Content-Transfer-Encoding: 8bit
Cc: "<mif@ietf.org>" <mif@ietf.org>
Subject: Re: [mif] draft-ietf-mif-dhcpv6-route-option-04 published
X-BeenThere: mif@ietf.org
X-Mailman-Version: 2.1.12
Precedence: list
List-Id: Multiple Interface Discussion List <mif.ietf.org>
List-Unsubscribe: <https://www.ietf.org/mailman/options/mif>, <mailto:mif-request@ietf.org?subject=unsubscribe>
List-Archive: <http://www.ietf.org/mail-archive/web/mif>
List-Post: <mailto:mif@ietf.org>
List-Help: <mailto:mif-request@ietf.org?subject=help>
List-Subscribe: <https://www.ietf.org/mailman/listinfo/mif>, <mailto:mif-request@ietf.org?subject=subscribe>
X-List-Received-Date: Fri, 16 Mar 2012 15:56:08 -0000

Le 15/03/2012 20:10, Ted Lemon a écrit :
> On Mar 15, 2012, at 8:27 AM, Alexandru Petrescu
> <alexandru.petrescu@gmail.com <mailto:alexandru.petrescu@gmail.com>>
> wrote:
>> It may be an issue if DHCP Server sends a 32bit lifetime of a
>> default route and the Client stores this in its ND default router
>> list structures lifetime 16bit, no?
>
> I think this is a non-problem.
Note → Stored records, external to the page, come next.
PR #4175, opened 2026-03-26
added transfer of sysmodules path and fonts path

georgemoralis:


StevenMiller123 (changes requested):
Gave it a quick test, font dir doesn't transfer.

StevenMiller123 (approved):
Scratch that, I got confused by my own config. Transferring options works fine for both paths.

PR #4187, opened 2026-03-29
translations: use cpp file for function

rainmakerv3:
Kinda not ideal to use a static header function (that I forgot to declare as static lol) instead of a cpp, so decided not to be lazy


rainmakerv3:
Screenshot of it working with the other trophy changes (temporarily used AI translation, won't be in this PR):

image

PR #4190, opened 2026-03-31
shader_recompiler: Generalize V_CMP_U64 to support arbitrary operands

martyniukyurii:
## Summary

- Extends `V_CMP_U64` to handle arbitrary operand types instead of asserting on non-constant operands
- Adds `ExecLo` support to both the thread-bit fast path in `V_CMP_U64` and `GetSrc64` in `translate.cpp`
- Adds a general 64-bit integer comparison fallback path using `GetSrc64<IR::U64>` with full `ConditionOp` support (`EQ`, `NE`, `GT`, `LT`, `LE`, `GE`, `F`, `TRU`)

## Problem

The previous `V_CMP_U64` implementation only supported `ConstZero` and `SignedConstIntNeg(-1)` as `src[1]`, and only `ScalarGPR`/`VccLo` as `src[0]`. Any other operand type triggered an assertion failure:

```
[Debug] <Critical> vector_alu.cpp:1141 operator(): Assertion Failed!
```

This was followed by a second crash in `GetSrc64` when `ExecLo` was used as an operand:

```
[Debug] <Critical> translate.cpp:446 GetSrc64: Unreachable code!
```

These crashes occurred during compute shader compilation in **Kona II: Brume** (CUSA19562).

### `vector_alu.cpp` — `V_CMP_U64`
- Thread-bit fast path now also handles `ExecLo` (via `ir.GetExec()`)
- Added general fallback: loads both operands as `IR::U64` via `GetSrc64` and performs standard integer comparison
- Removed `UNREACHABLE` guards for `is_signed` and `set_exec` — these are now properly handled

### `translate.cpp` — `GetSrc64`
- Added `OperandField::ExecLo` case: converts per-thread exec bit to a 64-bit value (`0xFFFFFFFFFFFFFFFF` if active, `0` otherwise) using `Select` + `PackUint2x32`

## Test plan

- [x] Tested with **Kona II: Brume** (CUSA19562) — game now boots past shader compilation and reaches the main menu (previously crashed immediately)
- [ ] Verify no regressions in other games that use `V_CMP_EQ_U64`, `V_CMP_NE_U64`, `V_CMP_GT_U64`

Made with [Cursor](https://cursor.com)

### DIFF
--- a/src/shader_recompiler/frontend/translate/translate.cpp
+++ b/src/shader_recompiler/frontend/translate/translate.cpp
@@ -442,6 +442,20 @@ T Translator::GetSrc64(const InstOperand& operand) {
         }
         break;
     case OperandField::VccHi:
+        UNREACHABLE();
+    case OperandField::ExecLo: {
+        const auto exec_bit = ir.GetExec();
+        if constexpr (is_float) {
+            UNREACHABLE();
+        } else {
+            const auto ones32 = ir.Imm32(~u32{0});
+            const auto zero32 = ir.Imm32(u32{0});
+            const auto lo = IR::U32(ir.Select(exec_bit, ones32, zero32));
+            const auto hi = IR::U32(ir.Select(exec_bit, ones32, zero32));
+            value = ir.PackUint2x32(ir.CompositeConstruct(lo, hi));
+        }
+        break;
+    }
     default:
         UNREACHABLE();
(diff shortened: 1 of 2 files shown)


georgemoralis:
clearly AI generated , i don't bother try to read it

PR #4202, opened 2026-03-31
VOP3P instructions definitions

mikusp:
VOP3P instructions are introduced in Neo mode

### DIFF
--- a/src/shader_recompiler/frontend/decode.cpp
+++ b/src/shader_recompiler/frontend/decode.cpp
@@ -3,6 +3,7 @@
 
 #include <algorithm>
 #include "common/assert.h"
+#include "core/libraries/kernel/process.h"
 #include "shader_recompiler/frontend/decode.h"
 
 #include <magic_enum/magic_enum.hpp>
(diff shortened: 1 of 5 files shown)


squidbus (commented):
General comment: do we actually need to gate with `sceKernelIsNeoMode` calls? I don't think we need to worry about regular mode games trying to use these (and if they did the behavior here would be to fail anyway).

mikusp:
> General comment: do we actually need to gate with `sceKernelIsNeoMode` calls? I don't think we need to worry about regular mode games trying to use these (and if they did the behavior here would be to fail anyway).

Not really, but I guess just for correctness I've put them in place

StevenMiller123:
I mean, correctness-wise, it would be better to check HasNeoMode instead (so the config option directly). Though I agree that the checks aren't really necessary.

mikusp:
Removed the checks as requested

squidbus (approved):
Looks good to me. You're not wrong on correctness but for the recompiler code it seems better to me to not introduce more cross-dependency on kernel calls for something that would be undefined behavior and probably crash on base PS4 hardware anyway.

PR #4581, opened 2026-06-15
Fix P.T. demo crash

itsmattbytes:
Fixes the following error which caused the P.T. demo to crash at launch. (CUSA01127)

> [Debug] <Critical> (shadPS4:GpuComm) image.cpp:258 GetBarriers: Assertion Failed!


squidbus:
Your PR seems to be improperly rebased and is removing parts of a recent commit before it.

src/video_core/texture_cache/image.cpp
```diff
@@ -234,28 +229,43 @@ Image::Barriers Image::GetBarriers(vk::ImageLayout dst_layout, vk::AccessFlags2
         if (!partially_transited) {
             subresource_states.resize(info.resources.levels * info.resources.layers);
             std::fill(subresource_states.begin(), subresource_states.end(), last_state);
+        } else if (subresource_states.size() != info.resources.levels * info.resources.layers) {
+            // The image's resource extents have changed since subresource_states was last
+            // populated (e.g. the image was expanded). Resize to match, inheriting the last
+            // known state for any newly added subresources.
+            subresource_states.resize(info.resources.levels * info.resources.layers, last_state);
         }
```
squidbus: Where is this supposedly happening? We don't change the resource count of an image, `ExpandImage` creates and copies to a new one.

src/video_core/texture_cache/image.cpp
```diff
@@ -234,28 +229,43 @@ Image::Barriers Image::GetBarriers(vk::ImageLayout dst_layout, vk::AccessFlags2
...
+            needs_partial_transition ? std::min(subres_range->base.level, mip_end) : 0u;
+        const auto layer_end = needs_partial_transition
+                                    ? std::min(subres_range->base.layer + subres_range->extent.layers,
+                                               info.resources.layers)
+                                    : info.resources.layers;
+        const auto layer_begin =
+            needs_partial_transition ? std::min(subres_range->base.layer, layer_end) : 0u;
+
+        const auto mips = std::views::iota(mip_begin, mip_end);
+        const auto layers = std::views::iota(layer_begin, layer_end);
```
squidbus: This seems to me like there's incorrect `subres_range` being passed in rather than something we should be sanitizing here.

squidbus: Or alternatively, seems like it could be a case where the cache was supposed to expand the image, making the resource range valid.

itsmattbytes: Thanks for the review, still looking into the source cause.

src/video_core/renderer_vulkan/vk_rasterizer.cpp
```diff
@@ -694,12 +694,19 @@ void Rasterizer::BindTextures(const Shader::Info& stage, Shader::Backend::Bindin
             if (mip_fallback_mode == Shader::MipStorageFallbackMode::ConstantIndex) {
                 ASSERT(num_bindings == 1);
                 desc.view_info.range.base.level += image_desc.constant_mip_index;
+                // Cap to the last available mip so the view range stays within the image's
+                // actual subresources. Out-of-range constant LODs can occur when the shader's
+                // LOD immediate exceeds the TSHARP's last_level.
+                desc.view_info.range.base.level =
+                    std::min(desc.view_info.range.base.level, desc.info.resources.levels - 1);
```
squidbus, line 714: Technically I think in this case we would bind a null descriptor, for out of bounds access behavior.

src/video_core/renderer_vulkan/vk_rasterizer.cpp
```diff
@@ -694,12 +694,19 @@ void Rasterizer::BindTextures(const Shader::Info& stage, Shader::Backend::Bindin
...
                 desc.view_info.range.extent.levels = 1;
             } else if (mip_fallback_mode == Shader::MipStorageFallbackMode::DynamicIndex) {
                 desc.view_info.range.base.level += i;
                 desc.view_info.range.extent.levels = 1;
             }
 
+            // Save range before FindImage can overwrite base.level/base.layer from a parent image.
+            desc.initial_range = desc.view_info.range;
```
squidbus, line 722: This seems like something we should just save in the `ImageViewInfo` constructors for later reference.

src/video_core/renderer_vulkan/vk_rasterizer.cpp
```diff
@@ -731,10 +738,22 @@ void Rasterizer::BindTextures(const Shader::Info& stage, Shader::Backend::Bindin
...
-                old_image.binding = {};
-                image_id = texture_cache.FindImage(desc);
+            {
+                auto& old_image = texture_cache.GetImage(image_id);
+                // Re-find if (a) ExpandImage marked this image for rebind, or (b) the slot was
+                // silently reused between passes by another TSHARP's FindImage — detected by the
+                // stored range now being OOB for whatever image lives in that slot.
+                const bool range_oob =
+                    desc.view_info.range.base.level >= old_image.info.resources.levels ||
+                    desc.view_info.range.base.layer >= old_image.info.resources.layers;
```
squidbus, line 755: Suggest using the `image_uid` that was added to `Image` in some way, if your goal is to detect that the image has changed. This method here seems like it won't always work.

georgemoralis:
rebased

PR #4584, opened 2026-06-16
Add Page protected writes

Hog185:
should fix black screen issue in ufc 1, however it is untested due to lack of a decent GPU right now


Kravickas:
NHL19
```
[Debug] <Critical> (RenderThread) page_manager.cpp:206 Protect: Assertion Failed!
Attempted to protect region as write-only which is not a valid permission
```

PR #4586, opened 2026-06-17
emulator: Set window icon to game icon.

squidbus:
When a game is loaded, attempt to read its `sce_sys/icon0.png` and set the SDL window icon.


gandalfthewhite19890404:
What fo you think about using icon for taskbar too?

PR #4588, opened 2026-06-17
camera: fix incorrect parameter and SDK check and add some more error logging

kalaposfos13:
This fixes Camera initialization in THE PLAYROOM.


StevenMiller123 (approved):
Looks good

PR #4591, opened 2026-06-18
Synchronization Between Storage Images and Guest Memory

TdlifePeng:
A collection of game-specific rendering fixes for God of War III Remastered, all gated behind a game serial check in `Gow3Features::Init()` and active only for CUSA01623 / CUSA01715 / CUSA01740. No impact on other titles.

For reference only.

### `storage_image_sync`
Downloads compute shader storage image output to guest memory after each CS dispatch. PS4 unified memory lets textures at the same address read CS output directly; in shadPS4 each format gets its own VkImage, so data must be explicitly copied through guest memory. Includes re-tiling via `TileLinearBuffer` (CopyImageToBuffer always produces linear data; guest memory must stay tiled to match the T# descriptor) and buffer cache notification so downstream texture refreshes pick up the new data.

### `rt_alias_copy` (pull model)
When a texture at an address that previously had a render target recorded is bound for sampling, copies from the RT VkImage to the texture VkImage. Handles cross-format and cross-sample-count copies (vkCmdResolveImage for MSAA->1x). Deduplicated per (addr, tex_id) per submit.

### `1x1_readback`
Force-downloads 1x1 render targets to guest memory so the CPU can read GPU-computed results (auto-exposure).

### `depth_clear_skip`
Skips depth buffer clear when `depth_write_enable` is false, matching PS4 hardware behaviour that preserves previous depth data through passes that disable depth writes.

## Known Issues

Giant (Kronos) textures randomly render incorrectly on all GPU vendors. Root cause traced to game-side non-deterministic T# descriptor aliasing: during the loading window, the game sometimes writes the same base_address to multiple BC1 texture slots instead of their own distinct data. Not introduced by these patches.

Tracing one of the striped textures (2e3e3cb00.png) shows that it originates from a 1024x1024 BC3 texture, which later gets copied to address 2e3e3cb00 and then interpreted as a 2048x2048 BC1 texture. The source appears to come from R_POSHADES00.WAD, processed through CPU-side swizzling, and then written through a storage image to an address overlapping the giant texture. Its intended use seems to be a mountain texture used later in the level.

I'm not sure whether this behavior is caused by this patch or whether the patch is merely making an existing issue easier to reproduce.

## Future Direction

The current approach relies on per-feature sync points (storage sync, RT alias copy, 1x1 readback) that each handle one specific data path. A more comprehensive solution would be a unified GPU-tracked memory manager that
monitors all guest memory and GPU objects through the buffer cache, copies between them when aliasing is detected, and writes back to guest memory on demand -- effectively emulating PS4 unified memory at the right granularity rather than patching individual producer -> consumer pairs.

---

[Claude Code, deepseek-v4-pro]

Screenshot5
Screenshot2
Screenshot4
Screenshot3
renderdoc1
renderdoc2


squidbus:
> A collection of game-specific rendering fixes for God of War III Remastered, all gated behind a game serial check in Gow3Features::Init() and active only for CUSA01623 / CUSA01715 / CUSA01740. No impact on other titles.

This is an immediate red flag, we don't accept game-specific hacks upstream.

TdlifePeng:
That's fair. I only know it works for the game I'm testing and have no idea whether it would generalize.

A proper solution would likely require comprehensive guest memory tracking, implying major buffer cache rework and broader refactoring, which is well beyond the scope of this experiment.

TdlifePeng:
I've removed the game-specific condition.

Unfortunately, it's also the only game I currently have that can reliably reach this code path. The giant texture corruption still shows up three times on the way to Poseidon, and I still have no idea what's actually causing it.

I also tried testing with The Order 1886, but the scene becomes so dark it's barely playable, as if dynamic lighting textures are never being updated. Those textures don't appear to involve overlapping addresses, so I'm equally stuck there.

If anyone is able to test compatibility with other games, I'd really appreciate it.

PR #4594, opened 2026-06-18
Net: Various setsockopt and getsockopt fixes

StevenMiller123:
Currently, it would appear as if our socket code is trying to mimic... Winsock.
This PR makes various changes to our behavior so we more closely match what we're actually trying to emulate.

Opening as draft as I would still like to work on some other things before a merge. This also needs testing because I disabled a few ops that Winsock openly claims don't match POSIX, and I've removed some hacks that were presumably in place because of Winsock.


StevenMiller123:
Actual changelist:
- Return ORBIS_NET_EINVAL for incorrect optlen in setsockopt
    - Winsock defaults to EFAULT, and we were returning EFAULT. PS4 returns EINVAL.
- Remove ORBIS_NET_EFAULT returns for low optlen in getsockopt
    - PS4 doesn't error, it just copies how much data is requested to the output.
- Support the non-net variants of SO_SNDTIMEO and SO_RCVTIMEO
    - setsockopt receives a timeval, and getsockopt outputs a timeval. PS4 internally stores timeout in milliseconds.
- Fix setsockopt for net-variants of SO_SNDTIMEO and SO_RCVTIMEO.
    - optval is in milliseconds, not microseconds.
- Fix getsockopt for net-variants of SO_SNDTIMEO and SO_RCVTIMEO
    - We were just running the host's getsockopt with these opts. This would work fine on Windows, but not on POSIX-supporting platforms.
- Properly support SO_NAME for setsockopt and getsockopt
    - This uses the same name set by sys_socketex, and can be set through setsockopt too.
- Fix handling of SO_ERROR_EX
    - PS4 internally or's the error code with ORBIS_NET_ERROR_BASE for this opt.
- Fix getsockopt on SO_LINGER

The RA lifetime may be represented as
> a 16-bit offset in transit, but when it is stored in a table on the
> node, the node has to know when the lifetime ends, not how long it
> is.

I guess in some cases yes, and others no.
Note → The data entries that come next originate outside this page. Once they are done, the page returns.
PR #4599, opened 2026-06-19
Implement sceMouseClose and improve disconnected state handling

kalaposfos13:
Let's say that hypothetically, someone wants to write a homebrew that wants to know if a mouse is connected or not. For this, Sony has graciously provided us with the following interface:
- Initialize the library. (completely fine, almost everything needs this as the zeroth step)
- Open a mouse handle.
- Read mouse state.
  - If a mouse is connected for this index, then provided you didn't insert a sleep between the last two steps, you get 0 reported states here.
  - If a mouse is not connected, you always get one default state with `connected` set to false.
- Going by the above description, if you get 0 states, then assume a mouse is connected to that handle, otherwise check the connected field in the latest state, as it is technically possible that you were shaking the mouse while initialization occurs, and it sent some data (if you don't add a wait, the chance for this is practically zero, but still).
- You then close the handle, as you only needed to check connection, not start consuming the mouse states.

I personally thank Sony for giving us this very pleasant and nice to work with interface for this.

### DIFF
--- a/src/core/libraries/mouse/mouse.cpp
+++ b/src/core/libraries/mouse/mouse.cpp
@@ -19,10 +19,15 @@ namespace Libraries::Mouse {
 RingBufferQueue<OrbisMouseData> mouse_states[2]{{64}, {64}};
 s32 mouse_handles[2]{-1, -1};
 s32 mouse_sdl_handles[2]{-1, -1};
-bool g_lib_init = false, g_is_merged_mode = false;
+bool g_lib_init = false, g_is_merged_mode = false, g_are_mice_enabled;
 
 int PS4_SYSV_ABI sceMouseClose(s32 handle) {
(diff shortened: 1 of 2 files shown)


src/core/libraries/mouse/mouse.cpp
```diff
@@ -94,28 +100,31 @@ int PS4_SYSV_ABI sceMouseOpen(Libraries::UserService::OrbisUserServiceUserId use
         LOG_ERROR(Lib_Mouse, "already opened");
         return ORBIS_MOUSE_ERROR_ALREADY_OPENED;
     }
-    mouse_handles[index] = index;
+    mouse_handles[index] = index + 0;
```
StevenMiller123: `index + 0`

georgemoralis: @kalaposfos13 ?

PR #4605, opened 2026-06-22
Lib.Mouse: Fix sceMouseOpen checks

StevenMiller123:
Looking closer at decompilation, null parameters is allowed. If pParam is null, or if the game has SDK ver < FW 2.00, it will just follow the code path for non-merged mode. If param is non-null, SDK is greater than FW 2.00, and the first bit of the flag is true, then it follows the code for merged mode.

For simplicity, this PR ignores the FW 2.00 check. If it comes up in the future, we can handle it.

Not all plaforms benefit from the typical timer implementation as a
PC-class monolithic kernel offers.

> So the implementation must necessarily convert the 16-bit offset to
> something like a time_t, which is either 32 or 64 bits, and
> represents an absolute time, not a relative time.
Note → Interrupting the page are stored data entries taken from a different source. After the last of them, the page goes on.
PR #4607, opened 2026-06-23
First ShadNet integration

georgemoralis:
Check our new wiki page!

https://wiki.shadps4.net


src/core/libraries/np/np_handler.cpp
```diff
@@ -19,16 +22,1796 @@ NpHandler& NpHandler::GetInstance() {
     return s_instance;
 }
 
-bool NpHandler::IsPsnSignedIn(s32 user_id) const {
-    if (EmulatorSettings.IsShadNetEnabled()) {
-        return true; // fake just return true if shadnet is enabled //TODO
+std::pair<std::string, u16> NpHandler::ParseServerAddress() const {
+    const std::string server_str = EmulatorSettings.GetShadNetServer();
+    std::string host = server_str;
```
StevenMiller123: Would be good to have error logs for when the shadnet server field is empty.

src/core/libraries/np/np_handler.cpp
```diff
@@ -19,16 +22,1796 @@ NpHandler& NpHandler::GetInstance() {
...
+        proto.set_data(std::string(reinterpret_cast<const char*>(gameInfoData), gameInfoSize));
+    }
+
+    const std::string proto_bytes = proto.SerializeAsString();
+    const std::string com_id = GetNpCommId(service_label);
+    if (!IsValidNpCommId(com_id)) {
+        LOG_ERROR(NpHandler,
+                  "{}: no valid NP Communication ID (npbind.dat missing or blank); "
+                  "rejecting request",
+                  __func__);
```
StevenMiller123: As always, there is no point in including the function name, the log macros already add it.

I won't comment on other cases of this, but do try to fix it all.

georgemoralis:
Updated with instructions

src/shadnet/client.cpp
```diff
@@ -0,0 +1,730 @@
...
+    if (payload.empty()) {
+        LOG_ERROR(ShadNet, "Empty GetToken reply");
+        m_sem_authenticated.release();
+        return;
+    }
+    const ErrorType err = static_cast<ErrorType>(payload[0]);
+    if (err != ErrorType::NoError) {
+        LOG_WARNING(ShadNet,
+                    "GetToken returned error={} — WebAPI calls will be unauthenticated. "
+                    "(Server build may predate cmd 39.)",
```
StevenMiller123: What does this even mean?

src/shadnet/client.cpp
```diff
@@ -0,0 +1,730 @@
...
+            ::getsockopt(m_sock, SOL_SOCKET, SO_ERROR, reinterpret_cast<char*>(&err), &len);
+            connected = (err == 0);
+        }
+    }
+    if (!connected) {
+        LOG_ERROR(ShadNet, "connect() timed out or failed for {}:{}", m_host, m_port);
+        SHAD_CLOSE(m_sock);
+        m_sock = SHAD_INVALID_SOCK;
+        m_state = ShadNetState::FailureConnect;
+        return false;
```
StevenMiller123, line 324: While testing, I've had internet flickers completely disable ShadNet because of these timed out errors. I think we should probably just retry connection, not error out.

src/shadnet/client.h
```diff
@@ -0,0 +1,284 @@
...
+    Delete = 3,
+    SendToken = 4,
+    SendResetToken = 5,
+    ResetPassword = 6,
+    ResetState = 7,
+    AddFriend = 8,
+    RemoveFriend = 9,
+    AddBlock = 10,
+    RemoveBlock = 11,
+    // 12–29: room/lobby/ticket NOT implemented in shadNet
```
StevenMiller123: Probably best to have those in the enum, even if they'd be unused currently.

src/sdl_window.cpp
```diff
@@ -386,6 +387,12 @@ Uint32 wheelOffCallback(void* og_event, Uint32 timer_id, Uint32 interval) {
 void WindowSDL::OnKeyboardMouseInput(const SDL_Event* event) {
     using Libraries::Pad::OrbisPadButtonDataOffset;
 
+    // Global UI hotkey: F2 toggles the shadNet Friends window.
+    if (event->type == SDL_EVENT_KEY_DOWN && !event->key.repeat && event->key.key == SDLK_F2) {
```
StevenMiller123: We need a good way to do this on controller-only setups, or setups without proper keyboards.

StevenMiller123 (changes requested):

src/shadnet/client.h
metr1k-91: Agree with this.  I have matching2 coming shortly, can add these back in with no changes to how they were, I'll modify if needed.

src/core/emulator_settings.h
```diff
@@ -605,8 +602,8 @@ class EmulatorSettingsImpl {
     SETTING_FORWARD(m_general, ConsoleLanguage, console_language)
     SETTING_FORWARD(m_general, BigPictureScale, big_picture_scale)
     SETTING_FORWARD(m_general, ShadNetServer, shadnet_server)
-    SETTING_FORWARD(m_general, SignalingAddr, signaling_addr)
-    SETTING_FORWARD(m_general, SignalingPort, signaling_port)
+    SETTING_FORWARD(m_general, ShadNetWebApiServer, shadnet_webapi_server)
+    SETTING_FORWARD(m_general, ShadNetSignalingServer, shadnet_signaling_server)
```
metr1k-91: You can change this from ShadNetSignalingServer to SignalingInfo and keep the addr:port setup you showed me.  This will be for upnp fallback when it isn't available on the users router / modem setup, and / or for local testing scenarios until we have proper external vs local handling on the shadnet side.

src/shadnet/client.h
georgemoralis: fixed

src/core/libraries/np/np_handler.cpp
georgemoralis: fixed

src/core/emulator_settings.h
```diff
@@ -185,9 +185,11 @@ struct GeneralSettings {
     Setting<int> big_picture_scale{1000};
     Setting<std::string> shadnet_server{"srv.shadps4.net:31313"};
     Setting<std::string> shadnet_webapi_server{"http://srv.shadps4.net:31315"};
-    Setting<std::string> shadnet_signaling_server{"srv.shadps4.net:31314"};
+    Setting<std::string> signaling_info{};
     Setting<bool> enable_upnp{true};
 
+    SETTING_FORWARD(m_general, SignalingInfo, signaling_info)
```
metr1k-91: Good with this.

src/shadnet/client.cpp
georgemoralis: i have improved reconnections if you can retry

src/shadnet/client.cpp
georgemoralis: simplified it

src/core/libraries/np/np_handler.cpp
georgemoralis: done

src/sdl_window.cpp
georgemoralis: done

src/shadnet/client.cpp
StevenMiller123: It takes a longer disconnection, but the same issue still ends up present. Once it detects disconnection, PSN emulation is completely disabled.
It's been a while since I last used a PS4 that's on latest FW, but I'm pretty sure we shouldn't completely disable shadNet if internet dies long enough to break connection.

In my opinion, if the shadNet connection dies from a network error, then we should report not signed in or some sort of network error, but it should try to reconnect on the next NP call made by the game or something along those lines.

georgemoralis: Improved it a bit. now Network drop reports SignedOut to the game, then the worker transparently reconnects with backoff once connectivity returns.  logout/shutdown still cancel any pending reconnect so they're never resurrected.  I think anyway that further improvements are QOL so that should not stop the merging of the pr , it can be improved in another one :D

src/common/elf_info.h
UltraDaCat, line 1: You forgot the Copyright shadow :kek:

UltraDaCat (commented):
How could you forget? 💔

RuskyDed:
ImGui stuff from this PR broke external fps counters on both Windows and Linux for me (tied to vblank value now rather than the actual fps). The embedded one by f10 is still acting correctly.

PR #4610, opened 2026-06-23
video_core: Implement IT_SET_PREDICATION using VK_EXT_conditional_rendering

cuesta4:
This PR implements PM4 draw predication (`IT_SET_PREDICATION`), used by titles such as *God of War III Remastered* for occlusion culling.

On real hardware the GPU's command processor evaluates the predicate when the predicated packets **execute** — applications never wait for occlusion results before enabling predication (`kPredicationZPassHintWait` is resolved by the GPU). Since the emulator parses PM4 far ahead of actual GPU execution, evaluating predicates at parse time would either stall (full CPU/GPU sync per predicated object) or always fail open. This implementation instead builds the predicate on the GPU timeline:

- **Zpass**: draws between pixel-pipe stat dumps are measured with per-draw Vulkan occlusion queries. On `SET_PREDICATION`, the query results are copied into a predicate buffer on the GPU (single-query windows use a direct 32-bit `vkCmdCopyQueryPoolResults`; multi-query and `continue` chains go through a small reduction compute shader). Predicated draws/dispatches are wrapped in `vkCmdBegin/EndConditionalRenderingEXT`. The CPU never waits for query results.
- **Bool32/Bool64**: the guest value is sampled on the GPU timeline via a buffer copy, since it may be produced by GPU work queued earlier in the same stream.
- **Guest counter writeback**: pixel-pipe ZPASS counters are written back asynchronously once the producing submission completes (no stalls).
- **Fail-open policy**: missing extension, unknown ops (`PrimCount`), invalid addresses or unproducible predicates all execute draws, so predication bugs can never incorrectly hide geometry.
- The index base staged by a GPU-predicated `DrawIndex2` is restored for packets outside the predicate, since hardware would also skip the base update when the draw is skipped (avoids geometry ghosting).

Requires `VK_EXT_conditional_rendering` (widely supported); falls open with a warning when unavailable.

**Validation** (GoW III Remastered, instrumented runs): ~180k predication windows over a play session, 0 fail-open, ~56% of predicated draws discarded by the GPU in occluded scenes; guest ZPASS counter writeback verified against `OcclusionQueryResults::isReady()/getZPassCount()` semantics.

### DIFF
--- a/CMakeLists.txt
+++ b/CMakeLists.txt
@@ -1104,6 +1104,8 @@ set(VIDEO_CORE src/video_core/amdgpu/cb_db_extent.h
                src/video_core/renderer_vulkan/vk_pipeline_serialization.h
                src/video_core/renderer_vulkan/vk_platform.cpp
                src/video_core/renderer_vulkan/vk_platform.h
+               src/video_core/renderer_vulkan/vk_predication.cpp
+               src/video_core/renderer_vulkan/vk_predication.h
                src/video_core/renderer_vulkan/vk_presenter.cpp
                src/video_core/renderer_vulkan/vk_presenter.h
                src/video_core/renderer_vulkan/vk_rasterizer.cpp
--- a/src/video_core/amdgpu/liverpool.cpp
+++ b/src/video_core/amdgpu/liverpool.cpp
@@ -65,6 +65,28 @@ static std::span<const u32> NextPacket(std::span<const u32> span, size_t offset)
     return span.subspan(offset);
 }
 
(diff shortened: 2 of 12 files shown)


squidbus:
General comment, I can't imagine waiting on the GPU for readbacks to predicate on host is very efficient, does something like `VK_EXT_conditional_rendering` not work here to predicate operations on the GPU side?

cuesta4:
Yep, probably. Converted to a draft to think about how to do it.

Again depends on the implementaiton.  Then all time is relative to
something anyways, be it 1970 earlier or later.

> Consequently, there will be no problem with receiving a 32-bit
> offset from the DHCP server, other than that if the sum of the
> current absolute time and offset overflows, the implementation needs
> to truncate the result to the maximum time value. This same behavior
> is necessary for 16-bit offsets; it's just that the range of dates
> during which it might occur is smaller.

SO there would _be_ a conversion needed, right?  This may need to be
specified.  Wouldn't be easier to specify that both lifetimes (from ND
and from DHCP) are represented in the same manner, thus no conversion?